(Collected data)

---------------

PR #835, opened 2022-01-27
Extern trait implementation specs

vl0w:
Adds support for extern trait impl specifications:
```rust
#[extern_spec]
    type AssocType = i32;
    //...
}
```

## Supported
* Traits with associated types

## Not supported
* Generics


vl0w:
We need to make sure that we can handle code like the following:
```rust
trait A {
    fn a(&self);
}

struct Foo;
impl Foo {
    fn a(&self) {println!("Foo::a()")}
}
impl A for Foo {
    fn a(&self) {println!("<Foo as A>::a()")}
}

fn main() {
    let foo = Foo{};
    foo.a();
    <Foo as A>::a(&foo);
}
```
i.e. shadowing of trait methods.

vl0w:
Shadowing works as expected (tests are enclosed in last commit).

Please note that there is a change how we specify extern specs for trait implementations.
Before, it was possible to attach extern specifications like this:
```rust
trait A { fn a(); }
struct S;
impl A for S { 
    fn a() { ... }
}
#[extern_spec]
impl S {
    // the specs
    fn a();
```

The extern spec above provided a specification for the method `A::a` implemented on `S`. This causes an error in Prusti now, the extern spec needs to be declared explicitly for the trait implementation:
```rust
#[extern_spec]
impl A for S {
    // the specs
    fn a();
}
```

prusti-specs/src/specifications/common.rs
```diff
@@ -127,38 +127,3 @@ fn generate_name_for_type(ty: &syn::Type) -> Option<String> {
         }
     }
 }
-
-
-#[cfg(test)]
-mod tests {
```
Aurel300: @vl0w FYI I deleted this: I didn't want regex as a dependency (even as `dev-dependency` it somehow shows up in `Cargo.lock` of the cargo test…), and this test isn't particularly useful. If we really want to test stability of the mangled names, it can be a UI test.

vl0w: That's ok. Afaik the other tests (also in the other PR) don't use Regex.

Issue #815, opened 2021-12-31
[Prusti internal error] `Consistency error: Local variable _5 not found` inside a pure function


Pointerbender:
The following Rust program fails verification with error `[Prusti internal error] consistency error in A::test: Consistency error: Local variable _5 not found. (@0.0)`.

```rust
use prusti_contracts::*;

#[derive(Clone, Copy)]
pub struct A {
    inner: isize,
}

impl A {
    #[pure]
    #[requires(num < isize::MAX as usize)]
    pub fn new(num: usize) -> Self {
        Self {
            inner: num as isize + isize::MIN,
        }
    }

    #[pure]
    pub fn test(&self) {
        let _ = Self::new(2);
    }
}

fn main() {}
```

This error is found in the resulting Viper program for `A::test` in the pure function for `A::new`:

```
function m_new__$TY$__(_1: Int): Snap$struct$m_A
  requires true
  requires _1 < builtin$cast$isize$usize__$TY$__(9223372036854775807)
  requires 0 <= _1
  requires _1 <= 18446744073709551615
  ensures true
  ensures [result == mirror_simple$m_new__$TY$__(_1), true]
{
  (
    !(
      builtin$cast$usize$isize__$TY$__(_1) + -9223372036854775808 < -9223372036854775808
      || builtin$cast$usize$isize__$TY$__(_1) + -9223372036854775808 > 9223372036854775807
    ) ? cons$0$__$TY$__Snap$struct$m_A$(_5.tuple_0.val_int) : builtin$unreach__$TY$__Snap$struct$m_A$()
  )
}
```

where it tries to access `_5.tuple_0.val_int` (the result of the checked addition `num as isize + isize::MIN`), but `_5` is not in the scope of the function. In fact, `_5` is not declared anywhere in the Viper program for `A::test` (it seems to have spilled over from the Viper program for `A::new` somehow, where it is declared inside `method m_new()`).

fpoli:
Thanks for the report! This seems a bug in the replacements done to encode pure code. Probably

https://github.com/viperproject/prusti-dev/blob/e9edf18d1c6fa99cb4eaac1180d67e3837a661c1/prusti-viper/src/encoder/mir/pure/interpreter/mod.rs#L224-L226

or 

https://github.com/viperproject/prusti-dev/blob/e9edf18d1c6fa99cb4eaac1180d67e3837a661c1/prusti-viper/src/encoder/mir/pure/pure_functions/interpreter.rs#L992-L994

[...]

PR #837, opened 2022-01-29
Fix for first example of issue #815, plus regression test case

Pointerbender:
The `PureFunctionBackwardInterpreter` contained a bug during the `CheckedBinaryOp` case:

https://github.com/viperproject/prusti-dev/blob/e9edf18d1c6fa99cb4eaac1180d67e3837a661c1/prusti-viper/src/encoder/mir/pure/pure_functions/interpreter.rs#L983-L994

Here accessing the `value_field_value`/`check_field_value` of the respective fields is not necessary and this is causing the substitution to fail. The "new" encoder already seems to handle this correctly:

https://github.com/viperproject/prusti-dev/blob/9a30632bec36724fbef5e0d82526acfce15991dd/prusti-viper/src/encoder/mir/pure/interpreter/mod.rs#L213-L222

And now `PureFunctionBackwardInterpreter` does, too :)

I also added a regression test for good measure. This PR does not close the related issue just yet, but already fixes one of the two known cases.

### DIFF
--- a/prusti-tests/tests/verify_overflow/pass/issues/issue-815-1.rs
+++ b/prusti-tests/tests/verify_overflow/pass/issues/issue-815-1.rs
@@ -1,0 +1,23 @@
+use prusti_contracts::*;
+
+#[derive(Clone, Copy)]
+pub struct A {
+    inner: isize,
+}
+
+impl A {
+    #[pure]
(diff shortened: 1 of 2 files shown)


vakaras (commented):
LGTM. Thank you!

PR #841, opened 2022-01-31
Accept -> as an implication.

vakaras:
Accept `->` as an implication because it is used by many other Rust tools.


Aurel300 (approved):

Aurel300:
@vakaras We should document this also.

PR #845, opened 2022-02-02
Dump the Viper program even on a successful cache hit

### LINKED ISSUE #843: Cached programs do not dump their Viper encoding
When using the Prusti Server with `PRUSTI_DUMP_VIPER_PROGRAMS=true`, cached programs do not write their Viper encoding to disk. We might want that to happen anyway.

JonasAlaif:
Fixes #843 
The fix is ugly so if there is an obviously better way to do things let me know

### DIFF
--- a/prusti-server/src/process_verification.rs
+++ b/prusti-server/src/process_verification.rs
@@ -16,23 +16,26 @@ pub fn process_verification_request_cache<'v, 't: 'v>(
     cache: impl Cache,
 ) -> viper::VerificationResult {
     if !config::enable_cache() || config::print_hash() {
-        process_verification_request(verification_context, request)
+        process_verification_request::<true>(verification_context, request)
     } else {
         let hash = request.get_hash();
         info!("Verification request hash: {}", hash);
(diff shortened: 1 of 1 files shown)


prusti-server/src/process_verification.rs
```diff
@@ -16,23 +16,26 @@ pub fn process_verification_request_cache<'v, 't: 'v>(
...
-        let result = process_verification_request(verification_context, request);
+        let result = process_verification_request::<true>(verification_context, request);
         // Save `result` to cache
         cache.insert(hash, result.clone());
         result
     }
 }
 
-pub fn process_verification_request<'v, 't: 'v>(
+pub fn process_verification_request<'v, 't: 'v, const ACTUALLY_VERIFY: bool>(
```
Aurel300, line 38: Why not a normal argument? It doesn't look like the compilation should be affected much…

fpoli:
I think merging the two `process_verification_request` and `process_verification_request_cache` might be cleaner. I can give it a try myself.

PR #846, opened 2022-02-03
Dump viper on cache hit (version 2)

### LINKED ISSUE #843: Cached programs do not dump their Viper encoding

fpoli:
Fixes https://github.com/viperproject/prusti-dev/issues/843.

An alternative to https://github.com/viperproject/prusti-dev/pull/845.

### DIFF
--- a/prusti-server/src/process_verification.rs
+++ b/prusti-server/src/process_verification.rs
@@ -16,45 +16,52 @@ pub fn process_verification_request<'v, 't: 'v>(
     cache: impl Cache,
 ) -> viper::VerificationResult {
     let ast_utils = verification_context.new_ast_utils();
-    ast_utils.with_local_frame(16, || {
-        let hash = request.get_hash();
-        info!("Verification request hash: {}", hash);
 
-        let build_or_dump_viper_program = || {
-            let mut stopwatch = Stopwatch::start("prusti-server", "construction of JVM objects");
-            let ast_factory = verification_context.new_ast_factory();
-            let viper_program = request.program.to_viper(&ast_factory);
+    let hash = request.get_hash();
+    info!("Verification request hash: {}", hash);
 
-            if config::dump_viper_program() {
-                stopwatch.start_next("dumping viper program");
-                dump_viper_program(&ast_utils, viper_program, request.program.get_name());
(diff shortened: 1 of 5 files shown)


prusti-server/src/process_verification.rs
```diff
@@ -10,67 +10,70 @@ use prusti_common::{config, report::log::report, vir::ToViper, Stopwatch};
...
+
+        // Print the hash and skip verification. Used for testing.
+        if config::print_hash() {
+            println!(
+                "Received verification request for: {}",
+                request.program.get_name()
+            );
+            println!("Hash of the request is: {}", hash);
+            // Some tests need the dump to report a diff of the Viper programs.
+            let _ = build_or_dump_viper_program();
```
JonasAlaif: There is no need to run this if `!config::dump_viper_program()`

prusti-server/src/process_verification.rs
```diff
@@ -10,67 +10,70 @@ use prusti_common::{config, report::log::report, vir::ToViper, Stopwatch};
...
+pub fn process_verification_request<'v, 't: 'v>(
     verification_context: &'v VerificationContext<'t>,
     request: VerificationRequest,
     cache: impl Cache,
 ) -> viper::VerificationResult {
-    if !config::enable_cache() || config::print_hash() {
-        process_verification_request(verification_context, request)
-    } else {
+    let ast_utils = verification_context.new_ast_utils();
+    ast_utils.with_local_frame(16, || {
```
JonasAlaif: I'm not sure how expensive `with_local_frame` is? If it's cheap then this is fine, but if not then it's problematic for the common case where `!config::dump_viper_program()` but we get a cache hit

fpoli: I've not benchmarked it, but it should be cheaper than doing a method call in the JVM.

fpoli: (avoided)

JonasAlaif (approved):

PR #467, opened 2018-03-08
Displaying only one message instead of cascading them, fixes #450

### LINKED ISSUE #450: Cascading zalenium messages
I am using zalenium messages by adding a cookie and it works beautifully.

---------------

What is being asked:
Could you write out, exactly as they stand, only the lines above that begin at the line with "Aurel300, line 38: Why" and stop after the line with "PR #846, opened 2022-02-03"?

Result of the exercise:
Aurel300, line 38: Why not a normal argument? It doesn't look like the compilation should be affected much…

fpoli:
I think merging the two `process_verification_request` and `process_verification_request_cache` might be cleaner. I can give it a try myself.

PR #846, opened 2022-02-03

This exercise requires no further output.